PR #4849, opened 2021-03-03
Cut-over 2.7 release types to a new extensible master

cmgrote:


cmgrote:
@mandy-chessell if you can have a quick look and confirm I did this correctly?

Hoping it was as simple as what I did here (just created a new class with the `2_7` name that's a copy of the existing `OpenMetadataTypesArchive`, and then changed the existing `OpenMetadataTypesArchive` to build its original types using the `2_7` class as its previousTypes) (?)

cmgrote:
Looks like this is already done now via #4860 -- closing

mandy-chessell:
Sorry @cmgrote I did not see that you had done this already - if it is any consolation, you commit was completely correct :)

cmgrote:
No worries -- took a matter of seconds to make the change and at least I can be confident of doing it properly next time should the need arise!

PR #4884, opened 2021-03-09
Initial super-types for relationships

cmgrote:
The build runs through without any failures, including the FVTs, but I cannot imagine that this has not broken _something_...


cmgrote:
Hmm, so one initial thing I notice:

- since we said properties would never be deleted, there isn't a way to do this via the `TypeDefPatch`
- since we also have said we don't want to deprecate properties at a subtype level that are inherited from a higher level (confusing), we should delete them
- I think this means that I'll need to retroactively go through the various `OpenMetadataTypeArchive_` classes and make the changes to properties (where they are now on a supertype) directly in those classes?  (I'll still setup the supertype through a TypeDefPatch specifically on 2.8, though?)

planetf1:
Will try and kick this off again after fixing up the pipelines/checks.

planetf1:
I think the best thing is to make a new PR or push an update -- I think I've corrected the checks now

planetf1:
`git commit -m "retrigger checks" --allow-empty` will trigger rechecks - doesn't look like close/open does remove 'bad' checks from the old definitions

cmgrote:
Merging this initial set of changes for now, given we're on a separate branch already...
========
* **DIRECTIONS**
All the records are to be transcribed exactly, with no line missing.

* **RESULT FOR THIS TASK**
PR #4849, opened 2021-03-03
Cut-over 2.7 release types to a new extensible master

cmgrote:


cmgrote:
@mandy-chessell if you can have a quick look and confirm I did this correctly?

Hoping it was as simple as what I did here (just created a new class with the `2_7` name that's a copy of the existing `OpenMetadataTypesArchive`, and then changed the existing `OpenMetadataTypesArchive` to build its original types using the `2_7` class as its previousTypes) (?)

cmgrote:
Looks like this is already done now via #4860 -- closing

mandy-chessell:
Sorry @cmgrote I did not see that you had done this already - if it is any consolation, you commit was completely correct :)

cmgrote:
No worries -- took a matter of seconds to make the change and at least I can be confident of doing it properly next time should the need arise!

PR #4884, opened 2021-03-09
Initial super-types for relationships

cmgrote:
The build runs through without any failures, including the FVTs, but I cannot imagine that this has not broken _something_...


cmgrote:
Hmm, so one initial thing I notice:

- since we said properties would never be deleted, there isn't a way to do this via the `TypeDefPatch`
- since we also have said we don't want to deprecate properties at a subtype level that are inherited from a higher level (confusing), we should delete them
- I think this means that I'll need to retroactively go through the various `OpenMetadataTypeArchive_` classes and make the changes to properties (where they are now on a supertype) directly in those classes?  (I'll still setup the supertype through a TypeDefPatch specifically on 2.8, though?)

planetf1:
Will try and kick this off again after fixing up the pipelines/checks.

planetf1:
I think the best thing is to make a new PR or push an update -- I think I've corrected the checks now

planetf1:
`git commit -m "retrigger checks" --allow-empty` will trigger rechecks - doesn't look like close/open does remove 'bad' checks from the old definitions

cmgrote:
Merging this initial set of changes for now, given we're on a separate branch already...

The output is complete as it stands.